Exercise directions: Repeat exactly the lines from the start of the records below through the line that contains "Currently, installation of", including both.

The input below:

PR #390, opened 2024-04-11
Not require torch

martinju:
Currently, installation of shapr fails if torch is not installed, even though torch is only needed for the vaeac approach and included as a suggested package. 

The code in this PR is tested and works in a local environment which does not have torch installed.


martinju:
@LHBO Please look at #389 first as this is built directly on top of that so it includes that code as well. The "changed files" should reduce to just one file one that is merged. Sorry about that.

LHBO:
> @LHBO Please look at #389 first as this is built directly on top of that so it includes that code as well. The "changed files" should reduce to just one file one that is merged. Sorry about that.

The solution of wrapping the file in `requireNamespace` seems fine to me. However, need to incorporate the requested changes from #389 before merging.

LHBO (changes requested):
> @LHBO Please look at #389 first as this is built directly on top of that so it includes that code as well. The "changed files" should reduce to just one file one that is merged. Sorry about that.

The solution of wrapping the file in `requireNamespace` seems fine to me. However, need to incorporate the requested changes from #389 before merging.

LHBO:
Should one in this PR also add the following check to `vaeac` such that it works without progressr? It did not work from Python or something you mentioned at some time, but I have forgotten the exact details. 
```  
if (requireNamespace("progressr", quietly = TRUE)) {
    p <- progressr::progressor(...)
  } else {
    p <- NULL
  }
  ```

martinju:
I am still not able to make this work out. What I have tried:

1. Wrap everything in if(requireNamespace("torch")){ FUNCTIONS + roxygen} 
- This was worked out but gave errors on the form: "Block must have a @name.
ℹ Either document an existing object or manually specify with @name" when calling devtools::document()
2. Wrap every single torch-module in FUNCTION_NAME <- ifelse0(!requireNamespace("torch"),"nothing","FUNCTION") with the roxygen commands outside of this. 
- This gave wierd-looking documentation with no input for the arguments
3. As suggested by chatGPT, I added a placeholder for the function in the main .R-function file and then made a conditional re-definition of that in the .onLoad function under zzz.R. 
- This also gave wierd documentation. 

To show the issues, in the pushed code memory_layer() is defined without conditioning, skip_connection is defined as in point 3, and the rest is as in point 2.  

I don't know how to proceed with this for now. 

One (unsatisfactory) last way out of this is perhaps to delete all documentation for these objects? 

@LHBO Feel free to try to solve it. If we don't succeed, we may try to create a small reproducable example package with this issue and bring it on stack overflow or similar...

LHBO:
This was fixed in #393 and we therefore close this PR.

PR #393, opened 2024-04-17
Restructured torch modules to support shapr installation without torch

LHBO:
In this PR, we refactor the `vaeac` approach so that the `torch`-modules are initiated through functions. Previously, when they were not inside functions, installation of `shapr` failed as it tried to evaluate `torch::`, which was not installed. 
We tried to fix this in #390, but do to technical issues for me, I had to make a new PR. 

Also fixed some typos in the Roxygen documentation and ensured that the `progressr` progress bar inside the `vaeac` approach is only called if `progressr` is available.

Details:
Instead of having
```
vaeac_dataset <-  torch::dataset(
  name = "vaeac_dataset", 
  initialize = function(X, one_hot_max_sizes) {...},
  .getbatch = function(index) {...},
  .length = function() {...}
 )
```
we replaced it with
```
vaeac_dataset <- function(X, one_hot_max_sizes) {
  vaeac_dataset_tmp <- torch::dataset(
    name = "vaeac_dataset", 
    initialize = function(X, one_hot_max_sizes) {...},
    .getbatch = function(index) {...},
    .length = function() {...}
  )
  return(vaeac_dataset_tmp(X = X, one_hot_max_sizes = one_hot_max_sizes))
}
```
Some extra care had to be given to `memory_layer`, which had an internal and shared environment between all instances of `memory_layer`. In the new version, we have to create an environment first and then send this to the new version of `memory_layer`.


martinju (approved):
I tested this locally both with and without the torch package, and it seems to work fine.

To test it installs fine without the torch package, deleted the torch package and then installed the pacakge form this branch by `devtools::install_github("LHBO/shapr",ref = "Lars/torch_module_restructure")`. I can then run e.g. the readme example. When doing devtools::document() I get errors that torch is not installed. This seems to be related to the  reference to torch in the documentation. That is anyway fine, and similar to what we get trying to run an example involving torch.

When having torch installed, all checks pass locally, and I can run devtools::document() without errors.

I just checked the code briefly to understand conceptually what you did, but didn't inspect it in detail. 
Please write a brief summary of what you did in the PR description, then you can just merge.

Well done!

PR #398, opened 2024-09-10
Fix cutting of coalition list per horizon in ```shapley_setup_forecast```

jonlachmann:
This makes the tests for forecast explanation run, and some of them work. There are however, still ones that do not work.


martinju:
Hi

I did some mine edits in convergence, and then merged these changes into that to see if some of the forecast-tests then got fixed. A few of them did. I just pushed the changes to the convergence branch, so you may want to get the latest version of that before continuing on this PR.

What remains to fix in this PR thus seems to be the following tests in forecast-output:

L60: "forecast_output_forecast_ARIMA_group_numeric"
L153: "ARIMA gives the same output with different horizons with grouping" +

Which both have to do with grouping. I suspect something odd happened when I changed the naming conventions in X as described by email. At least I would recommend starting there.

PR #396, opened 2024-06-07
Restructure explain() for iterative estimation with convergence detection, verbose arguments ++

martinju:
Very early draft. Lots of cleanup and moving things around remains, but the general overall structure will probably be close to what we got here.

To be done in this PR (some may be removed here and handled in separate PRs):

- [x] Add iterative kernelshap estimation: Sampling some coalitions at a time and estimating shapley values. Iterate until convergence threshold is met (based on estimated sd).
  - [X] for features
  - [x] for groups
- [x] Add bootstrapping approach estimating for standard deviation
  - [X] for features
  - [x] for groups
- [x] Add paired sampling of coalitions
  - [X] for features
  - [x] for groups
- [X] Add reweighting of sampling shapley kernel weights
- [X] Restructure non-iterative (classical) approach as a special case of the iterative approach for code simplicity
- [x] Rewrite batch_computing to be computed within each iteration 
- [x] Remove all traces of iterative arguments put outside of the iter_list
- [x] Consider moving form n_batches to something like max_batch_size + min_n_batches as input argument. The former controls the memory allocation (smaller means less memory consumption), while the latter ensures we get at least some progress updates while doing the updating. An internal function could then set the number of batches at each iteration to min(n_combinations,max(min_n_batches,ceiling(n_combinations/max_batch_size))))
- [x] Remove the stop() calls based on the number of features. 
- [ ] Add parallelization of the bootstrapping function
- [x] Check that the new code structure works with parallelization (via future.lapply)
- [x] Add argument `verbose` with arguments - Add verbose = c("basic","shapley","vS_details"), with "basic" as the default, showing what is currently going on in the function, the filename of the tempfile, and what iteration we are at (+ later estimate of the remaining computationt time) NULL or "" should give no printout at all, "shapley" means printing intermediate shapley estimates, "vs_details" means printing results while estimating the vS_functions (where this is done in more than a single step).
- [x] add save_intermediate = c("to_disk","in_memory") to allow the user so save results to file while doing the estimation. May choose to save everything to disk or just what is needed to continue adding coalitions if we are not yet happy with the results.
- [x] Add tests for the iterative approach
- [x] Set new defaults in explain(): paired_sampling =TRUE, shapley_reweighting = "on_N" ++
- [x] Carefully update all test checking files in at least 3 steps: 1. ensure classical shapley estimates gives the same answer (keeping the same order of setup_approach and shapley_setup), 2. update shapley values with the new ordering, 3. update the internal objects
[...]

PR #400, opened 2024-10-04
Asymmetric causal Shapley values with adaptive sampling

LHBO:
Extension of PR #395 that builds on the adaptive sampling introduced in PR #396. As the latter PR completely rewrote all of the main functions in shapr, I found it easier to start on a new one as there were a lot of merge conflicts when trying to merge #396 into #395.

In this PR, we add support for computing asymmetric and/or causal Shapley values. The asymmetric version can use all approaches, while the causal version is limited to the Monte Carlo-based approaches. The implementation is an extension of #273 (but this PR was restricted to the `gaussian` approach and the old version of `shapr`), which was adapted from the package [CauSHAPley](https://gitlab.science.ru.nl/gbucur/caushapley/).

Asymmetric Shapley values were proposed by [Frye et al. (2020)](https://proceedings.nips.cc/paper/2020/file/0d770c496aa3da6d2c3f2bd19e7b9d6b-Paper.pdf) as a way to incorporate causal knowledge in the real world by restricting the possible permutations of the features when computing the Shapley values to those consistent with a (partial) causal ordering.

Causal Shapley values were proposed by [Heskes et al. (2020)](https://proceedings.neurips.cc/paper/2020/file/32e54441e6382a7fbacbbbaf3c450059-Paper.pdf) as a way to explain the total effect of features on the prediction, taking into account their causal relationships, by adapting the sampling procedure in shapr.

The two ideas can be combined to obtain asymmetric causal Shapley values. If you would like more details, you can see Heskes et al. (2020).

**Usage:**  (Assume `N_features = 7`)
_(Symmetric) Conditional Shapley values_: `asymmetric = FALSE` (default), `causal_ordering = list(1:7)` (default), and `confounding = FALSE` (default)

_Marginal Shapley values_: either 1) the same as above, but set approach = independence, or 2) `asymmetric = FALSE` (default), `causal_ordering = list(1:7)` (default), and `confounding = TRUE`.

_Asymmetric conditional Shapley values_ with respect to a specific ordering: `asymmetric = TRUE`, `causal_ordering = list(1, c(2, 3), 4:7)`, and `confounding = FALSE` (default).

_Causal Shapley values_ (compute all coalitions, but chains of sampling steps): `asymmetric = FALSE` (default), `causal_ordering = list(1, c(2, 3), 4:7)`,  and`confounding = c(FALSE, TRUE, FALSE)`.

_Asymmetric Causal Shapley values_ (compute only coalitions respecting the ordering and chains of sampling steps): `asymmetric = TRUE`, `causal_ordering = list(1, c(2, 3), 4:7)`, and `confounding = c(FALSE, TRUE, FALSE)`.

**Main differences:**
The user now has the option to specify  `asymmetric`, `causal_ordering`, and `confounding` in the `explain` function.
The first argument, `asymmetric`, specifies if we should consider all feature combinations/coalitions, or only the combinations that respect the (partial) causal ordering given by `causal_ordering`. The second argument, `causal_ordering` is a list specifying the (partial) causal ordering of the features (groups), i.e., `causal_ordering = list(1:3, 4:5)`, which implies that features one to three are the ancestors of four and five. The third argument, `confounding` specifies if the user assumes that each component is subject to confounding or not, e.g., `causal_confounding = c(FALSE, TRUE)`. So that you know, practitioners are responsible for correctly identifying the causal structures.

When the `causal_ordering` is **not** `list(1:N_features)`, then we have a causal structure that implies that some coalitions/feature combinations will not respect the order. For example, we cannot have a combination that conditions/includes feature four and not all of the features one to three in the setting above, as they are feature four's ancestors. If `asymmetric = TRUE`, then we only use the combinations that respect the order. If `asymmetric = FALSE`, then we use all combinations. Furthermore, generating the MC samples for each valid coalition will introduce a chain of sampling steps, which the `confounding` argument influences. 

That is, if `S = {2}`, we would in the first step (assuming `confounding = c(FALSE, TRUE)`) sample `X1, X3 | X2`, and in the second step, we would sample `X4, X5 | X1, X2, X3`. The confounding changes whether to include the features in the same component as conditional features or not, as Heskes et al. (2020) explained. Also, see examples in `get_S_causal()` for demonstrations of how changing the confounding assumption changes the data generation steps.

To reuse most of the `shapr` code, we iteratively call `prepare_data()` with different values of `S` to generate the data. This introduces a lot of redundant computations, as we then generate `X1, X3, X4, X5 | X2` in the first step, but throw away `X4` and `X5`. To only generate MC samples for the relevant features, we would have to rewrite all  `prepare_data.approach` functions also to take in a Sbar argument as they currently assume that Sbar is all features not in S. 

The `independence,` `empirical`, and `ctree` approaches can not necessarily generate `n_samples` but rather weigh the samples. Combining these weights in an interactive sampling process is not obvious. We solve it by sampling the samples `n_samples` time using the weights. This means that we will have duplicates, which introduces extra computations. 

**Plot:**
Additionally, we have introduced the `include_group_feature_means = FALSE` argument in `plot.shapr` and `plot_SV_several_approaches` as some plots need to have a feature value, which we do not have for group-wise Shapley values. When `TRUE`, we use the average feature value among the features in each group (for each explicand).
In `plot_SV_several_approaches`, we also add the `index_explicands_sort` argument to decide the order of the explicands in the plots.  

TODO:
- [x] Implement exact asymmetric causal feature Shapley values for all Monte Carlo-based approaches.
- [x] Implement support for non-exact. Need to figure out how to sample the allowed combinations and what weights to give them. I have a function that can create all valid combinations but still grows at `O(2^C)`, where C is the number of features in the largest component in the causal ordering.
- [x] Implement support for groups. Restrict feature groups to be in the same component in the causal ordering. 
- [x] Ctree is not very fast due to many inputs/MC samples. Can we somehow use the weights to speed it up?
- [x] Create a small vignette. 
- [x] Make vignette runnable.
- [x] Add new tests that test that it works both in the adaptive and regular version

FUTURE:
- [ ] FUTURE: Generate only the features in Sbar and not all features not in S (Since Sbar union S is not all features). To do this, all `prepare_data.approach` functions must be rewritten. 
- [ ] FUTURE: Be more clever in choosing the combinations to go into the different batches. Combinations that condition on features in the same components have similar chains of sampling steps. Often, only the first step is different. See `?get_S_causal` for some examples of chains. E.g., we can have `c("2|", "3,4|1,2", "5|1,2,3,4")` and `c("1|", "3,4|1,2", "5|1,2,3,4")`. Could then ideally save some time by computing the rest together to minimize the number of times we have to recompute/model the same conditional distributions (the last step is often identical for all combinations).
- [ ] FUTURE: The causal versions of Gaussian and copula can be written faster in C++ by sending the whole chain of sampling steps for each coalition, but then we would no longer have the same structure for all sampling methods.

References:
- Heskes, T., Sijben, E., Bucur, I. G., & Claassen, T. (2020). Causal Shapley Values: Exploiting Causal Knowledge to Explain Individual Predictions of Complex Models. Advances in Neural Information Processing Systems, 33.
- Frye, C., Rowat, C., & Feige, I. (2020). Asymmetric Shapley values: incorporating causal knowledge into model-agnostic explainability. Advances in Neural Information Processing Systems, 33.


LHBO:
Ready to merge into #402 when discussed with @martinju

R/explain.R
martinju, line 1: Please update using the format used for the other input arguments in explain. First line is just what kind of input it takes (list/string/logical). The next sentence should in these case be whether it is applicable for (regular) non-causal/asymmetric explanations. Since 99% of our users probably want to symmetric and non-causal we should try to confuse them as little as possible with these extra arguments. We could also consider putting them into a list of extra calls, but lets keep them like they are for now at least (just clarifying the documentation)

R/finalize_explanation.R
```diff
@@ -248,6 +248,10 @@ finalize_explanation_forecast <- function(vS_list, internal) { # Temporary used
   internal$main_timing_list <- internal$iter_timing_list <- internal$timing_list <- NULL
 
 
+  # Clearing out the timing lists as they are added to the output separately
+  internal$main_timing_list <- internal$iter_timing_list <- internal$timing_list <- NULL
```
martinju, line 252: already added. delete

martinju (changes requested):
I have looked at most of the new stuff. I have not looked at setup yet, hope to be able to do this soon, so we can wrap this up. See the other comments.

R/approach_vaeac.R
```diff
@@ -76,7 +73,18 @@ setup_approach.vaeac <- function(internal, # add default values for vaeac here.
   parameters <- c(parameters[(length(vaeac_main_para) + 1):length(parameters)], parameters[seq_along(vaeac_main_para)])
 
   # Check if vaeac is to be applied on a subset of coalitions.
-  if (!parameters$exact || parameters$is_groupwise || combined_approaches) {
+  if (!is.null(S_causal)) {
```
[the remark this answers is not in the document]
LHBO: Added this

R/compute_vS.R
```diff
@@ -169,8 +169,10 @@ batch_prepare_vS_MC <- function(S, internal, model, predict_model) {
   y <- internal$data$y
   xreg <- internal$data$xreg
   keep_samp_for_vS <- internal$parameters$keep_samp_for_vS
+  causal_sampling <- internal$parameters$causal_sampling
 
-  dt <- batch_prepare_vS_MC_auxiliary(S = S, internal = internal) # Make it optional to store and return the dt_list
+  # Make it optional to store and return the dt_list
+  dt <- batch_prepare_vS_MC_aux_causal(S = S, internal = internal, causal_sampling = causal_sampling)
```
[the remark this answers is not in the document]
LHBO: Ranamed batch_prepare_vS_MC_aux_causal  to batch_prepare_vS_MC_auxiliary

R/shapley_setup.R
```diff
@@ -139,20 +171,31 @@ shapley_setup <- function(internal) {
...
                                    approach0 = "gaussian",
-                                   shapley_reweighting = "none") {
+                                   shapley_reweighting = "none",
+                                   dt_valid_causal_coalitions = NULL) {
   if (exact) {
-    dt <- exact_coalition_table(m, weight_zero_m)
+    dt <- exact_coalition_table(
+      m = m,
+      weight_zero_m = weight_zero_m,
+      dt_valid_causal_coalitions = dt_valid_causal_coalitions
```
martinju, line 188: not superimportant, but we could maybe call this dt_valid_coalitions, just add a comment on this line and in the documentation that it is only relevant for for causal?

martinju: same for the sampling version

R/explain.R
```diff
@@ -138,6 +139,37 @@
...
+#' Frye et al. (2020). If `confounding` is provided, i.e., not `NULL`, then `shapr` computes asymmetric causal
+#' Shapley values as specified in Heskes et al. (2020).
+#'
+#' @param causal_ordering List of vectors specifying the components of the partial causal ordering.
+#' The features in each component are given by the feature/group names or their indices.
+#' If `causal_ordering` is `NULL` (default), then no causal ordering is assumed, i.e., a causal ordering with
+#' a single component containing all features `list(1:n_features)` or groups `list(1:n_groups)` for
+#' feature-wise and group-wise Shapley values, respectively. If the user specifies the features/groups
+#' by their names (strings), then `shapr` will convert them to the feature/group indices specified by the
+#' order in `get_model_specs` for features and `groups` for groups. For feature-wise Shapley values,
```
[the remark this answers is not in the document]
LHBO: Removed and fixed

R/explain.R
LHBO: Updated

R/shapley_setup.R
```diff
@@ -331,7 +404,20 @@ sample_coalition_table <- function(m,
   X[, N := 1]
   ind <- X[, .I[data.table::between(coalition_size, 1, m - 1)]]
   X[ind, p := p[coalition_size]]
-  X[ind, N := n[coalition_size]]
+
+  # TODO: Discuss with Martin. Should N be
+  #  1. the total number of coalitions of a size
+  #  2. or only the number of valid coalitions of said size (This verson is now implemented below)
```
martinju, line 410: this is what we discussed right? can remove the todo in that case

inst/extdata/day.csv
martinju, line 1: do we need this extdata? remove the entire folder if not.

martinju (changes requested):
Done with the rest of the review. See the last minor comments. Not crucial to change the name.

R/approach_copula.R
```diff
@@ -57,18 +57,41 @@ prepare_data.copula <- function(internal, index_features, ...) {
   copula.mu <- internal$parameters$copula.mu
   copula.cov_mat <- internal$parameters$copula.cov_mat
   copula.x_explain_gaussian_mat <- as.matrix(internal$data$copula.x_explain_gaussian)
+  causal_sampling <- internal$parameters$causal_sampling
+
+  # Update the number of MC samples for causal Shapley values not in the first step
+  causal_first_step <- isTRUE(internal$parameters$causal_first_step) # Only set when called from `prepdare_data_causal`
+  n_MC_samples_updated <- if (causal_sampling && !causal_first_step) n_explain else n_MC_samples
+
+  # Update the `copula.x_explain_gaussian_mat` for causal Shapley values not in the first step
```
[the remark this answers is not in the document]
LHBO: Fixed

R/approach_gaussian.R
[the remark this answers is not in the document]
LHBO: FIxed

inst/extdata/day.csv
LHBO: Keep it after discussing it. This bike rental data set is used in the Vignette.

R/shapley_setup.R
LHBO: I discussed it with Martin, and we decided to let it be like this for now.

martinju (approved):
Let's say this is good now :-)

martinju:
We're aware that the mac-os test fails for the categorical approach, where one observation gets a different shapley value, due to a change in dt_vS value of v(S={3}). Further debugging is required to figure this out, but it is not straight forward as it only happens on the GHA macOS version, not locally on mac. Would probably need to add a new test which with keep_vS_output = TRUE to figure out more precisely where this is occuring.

End of The input.

Exercise solution:
PR #390, opened 2024-04-11
Not require torch

martinju:
Currently, installation of shapr fails if torch is not installed, even though torch is only needed for the vaeac approach and included as a suggested package. 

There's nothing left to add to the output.